Shrivastava & Lakra: Revisiting due diligence in cyberspace: crafting international law’s arsenal against transboundary Botnets

Abhijeet Shrivastava (O.P. Jindal Global Univ.) & Rudraksh Lakra (O.P. Jindal Global Univ.) have published Revisiting due diligence in cyberspace: crafting international law’s arsenal against transboundary Botnets (International Journal of Law and Information Technology, Vol. 30, no. 3, pp. 321–349, Autumn 2022). Here's the abstract:
The emergence of cyberspace has been followed by increasingly unpredictable threats to cybersecurity, including Botnets, which have been frequently exploited in cyber-criminal activities affecting dozens or hundreds of States at once.

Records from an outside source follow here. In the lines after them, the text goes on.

Issue #665, opened 2017-06-01
Plan 0.8.24


dmikurube:
* [x] Make environment variables immutable in JRuby/Java #604
* [x] Add a note on the timestamp format in embulk-doc with a link to Ruby documents #648
* [x] Fix selfrun.bat so that selfrun.sh works correctly without error messages. #670
* [x] Add clean illegal characters mode to json parser. #651
* [x] embulk-core: Fix BulkLoader to pass file input/output plugins' task source to plugins' cleanup #663

dmikurube:
#604 is causing an error message as below while it's still working:

```
Error: Could not find or load main class org.jruby.Main
```

dmikurube:
Released.

PR #670, opened 2017-06-07
Fix selfrun.bat so that selfrun.sh works correctly without error messages.

dmikurube:
Fixing: https://github.com/embulk/embulk/issues/665#issuecomment-306423707

Can you have a look? @muga


dmikurube:
Thanks! Merging.

PR #678, opened 2017-06-15
Add ConfigInputPlugin for easier testing.

dmikurube:
When quick-testing in developing the core or plugins (later than input), it is often annoying to set up input. Prepare CSV on a filesystem, confirm the path, ...

An input which does not depend on external resources may help solving the situation. This is it. An input from the Embulk config itself. :)

```
in:
  type:
    name: config
  columns:
  - {name: id, type: long}
  - {name: name, type: string}
  values:
  - - [ 12, "foo" ]
    - [ 24, "bar" ]
  - - [ 98, "hoge" ]
    - [ 21, "fuga" ]
out:
  type: stdout
```

```
2017-06-16 17:34:41.041 +0900 [INFO] (0001:transaction): Using local thread executor with max_threads=8 / output tasks 4 = input tasks 2 * 2
2017-06-16 17:34:41.053 +0900 [INFO] (0001:transaction): {done:  0 / 2, running: 0}
98,hoge
12,foo
21,fuga
24,bar
2017-06-16 17:34:41.130 +0900 [INFO] (0001:transaction): {done:  2 / 2, running: 0}
2017-06-16 17:34:41.130 +0900 [INFO] (0001:transaction): {done:  2 / 2, running: 0}
2017-06-16 17:34:41.138 +0900 [INFO] (main): Committed.
2017-06-16 17:34:41.138 +0900 [INFO] (main): Next config diff: {"in":{},"out":{}}
```

### DIFF
--- a/embulk-standards/src/main/java/org/embulk/standards/ConfigInputPlugin.java
+++ b/embulk-standards/src/main/java/org/embulk/standards/ConfigInputPlugin.java
@@ -126,11 +126,13 @@ public class ConfigInputPlugin
                             final JsonNode value = rowValues.get(column.getIndex());
                             if (value == null || value.isNull()) {
                                 pageBuilder.setNull(column);
-                            } else {
+                            }
+                            else {
                                 try {
                                     pageBuilder.setTimestamp(column,
                                                              timestampParsers[column.getIndex()].parse(value.asText()));
-                                } catch (TimestampParseException ex) {
+                                }
+                                catch (TimestampParseException ex) {
                                     throw new DataException(ex);
                                 }
                             }
@@ -141,10 +143,12 @@ public class ConfigInputPlugin
                             final JsonNode value = rowValues.get(column.getIndex());
                             if (value == null || value.isNull()) {
                                 pageBuilder.setNull(column);
-                            } else {
+                            }
+                            else {
                                 try {
                                     pageBuilder.setJson(column, jsonParser.parse(value.toString()));
-                                } catch (JsonParseException ex) {
+                                }
+                                catch (JsonParseException ex) {
                                     throw new DataException(ex);
                                 }
                             }
--- a/embulk-standards/src/main/java/org/embulk/standards/ConfigInputPlugin.java
+++ b/embulk-standards/src/main/java/org/embulk/standards/ConfigInputPlugin.java
@@ -77,12 +77,9 @@ public class ConfigInputPlugin
         try (final PageBuilder pageBuilder = new PageBuilder(Exec.getBufferAllocator(), schema, output)) {
             for (final List<JsonNode> rowValues : taskValues) {
                 schema.visitColumns(new ColumnVisitor() {
-                        private int index = 0;
-
                         public void booleanColumn(Column column)
                         {
-                            final JsonNode value = rowValues.get(index);
-                            ++index;
+                            final JsonNode value = rowValues.get(column.getIndex());
                             if (value == null || value.isNull()) {
                                 pageBuilder.setNull(column);
                             }
@@ -93,8 +90,7 @@ public class ConfigInputPlugin
 
                         public void longColumn(Column column)
                         {
-                            final JsonNode value = rowValues.get(index);
-                            ++index;
+                            final JsonNode value = rowValues.get(column.getIndex());
                             if (value == null || value.isNull()) {
                                 pageBuilder.setNull(column);
                             }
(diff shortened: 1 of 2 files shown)


dmikurube:
@muga Can I have your thoughts? I often wanted this kind of preset plugins...

civitaspo:
[Just Share]
This plugin has the similar function > https://github.com/toyama0919/embulk-input-inline

dmikurube:
Ah, thanks for sharing! I was not sure about that plugin.

Let me share the reason why I wrote this as a preset standard plugin: it's because I often wanted this kind of plugins during core development. Installing external plugins was not very convenient when testing the core itself...

civitaspo:
I see! I thought that core committers might have a policy that does not increase plugins having similar functions like the embulk-parser-jsonl, so I shared.
Actually I also thought that it was better for Embulk Core to have the function of this plugin. So this pull request is greatly appreciated.

muga:
@dmikurube @civitaspo This feature would be helpful for Embulk development. In particular, it would be great if Embulk core could be separately tested without any plugins installation. Plugins installation and distribution ways might be changed. 

> a policy that does not increase plugins having similar functions like embulk-parser-jsonl, so I shared.

Make sense but, I'm still not sure what type of a policy or document we need to have as Embulk public site? cc: @hiroyuki-sato

hiroyuki-sato:
> In particular, it would be great if Embulk core could be separately tested without any plugins installation.

I think so too. 

It would be great if this plugin developer can also use this extension in the near future. 
The Embulk community is a small community. It is better to cooperate with each other.
Many plugin developers are looking for how to test my plugin. This document(How to test your plugin) may help all of the plugin developers. 
(I'll create another ticket about this).

dmikurube:
@muga Yeah, I think it's okay to start reviewing, while we may want to implement another config-style in maps (not arrays) like embulk-input-inline.

Users need to change their configurations anyways, though, because one difference from embulk-input-inline is that this ConfigInputPlugin takes control of  task separation.

@hiroyuki-sato Thanks! Yeah, we need documents for this.

muga:
@hiroyuki-sato thank you. What do you think about @civitaspo's first thought?

@dmikurube Ok, will take a look.

embulk-standards/src/main/java/org/embulk/standards/ConfigInputPlugin.java
```diff
@@ -0,0 +1,174 @@
...
+        final JsonParser jsonParser = new JsonParser();
+
+        try (final PageBuilder pageBuilder = new PageBuilder(Exec.getBufferAllocator(), schema, output)) {
+            for (final List<JsonNode> rowValues : taskValues) {
+                schema.visitColumns(new ColumnVisitor() {
+                        private int index = 0;
+
+                        public void booleanColumn(Column column)
+                        {
+                            final JsonNode value = rowValues.get(index);
```
dmikurube: Ah, exactly. Thanks for the good catch. Fixed them.

muga:
Started rebuilding the failed CI jobs.

hiroyuki-sato:
@muga 

> Actually I also thought that it was better for Embulk Core to have the function of this plugin. So this pull request is greatly appreciated.

Agree!. And I hope plugin developer can use this plugin for their plugin test in the near future. 

We shouldn't develop another plugin which has similar functions as much as we can. 
If the embulk-input-inline has useful feature, I hope to merge that in this plugin and maintain it with him(Mr. toyama0919)

dmikurube:
@hiroyuki-sato Thanks for adding your comment. (Cc: @muga)

AFAIU, major differences from `embulk-input-inline` are:

1. `embulk-input-inline` is written in Ruby while `ConfigInputPlugin` is in Java.
2. `embulk-input-inline` accepts data in mapping while `ConfigInputPlugin` accepts in an array.
3. `embulk-input-inline` always sends data in one task while `ConfigInputPlugin` controls tasks.

If you're fine, I'd merge this PR soon.

2 is worth importing from `embulk-input-inline`. At first I thought to implement 2 in this PR, but it'd be okay to add later.

dmikurube:
(In addition, I actually thought `inline` was really a better name. I couldn't rename `ConfigInputPlugin` to `inline` since we should avoid naming conflicts... ;) )

muga:
Hm. As we should solve to avoid name conflicts later, if you strongly want to use the name, we could negotiate and ask him to transfer it but..

dmikurube:
@muga I didn't mean I seriously want to rename... No problems. :)

dmikurube:
Thanks for taking a look. Merging this.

In existing scholarship, many reasons have informed growing support for the promise of ‘due diligence’ obligations in regulating transboundary cyber operations. We affirm this position through a study of the specific context of Botnets, although bringing much-needed caution and complexity to the discourse. We offer a comprehensive account of the standard of conduct expected of States in detecting, mitigating and preventing Botnet-linked harms under due diligence; as well as to pursue cyber capacity building toward discharging these obligations. In so doing, we problematize and elaborate on the nature of due diligence as an obligation of conduct, therefore accounting for differential State capacities against Botnet-linked harms. The paper involves attempts to unpack a coherent conception of due diligence, appreciating the spectrum of obligations that it demands, and demonstrating these nuances through an appraisal of good practices adopted by States and private actors against Botnets. Consequently, we provide a unique holistic account of how States and their law enforcement could practically understand the conduct expected of them when faced with transboundary Botnets on a case-to-case basis. In the end, while underscoring potential dilemmas within this legal regime that may be faced by target States, as also its unresolved questions, we submit that due diligence is indeed the most appropriate candidate to act as a legal arsenal against transboundary Botnets.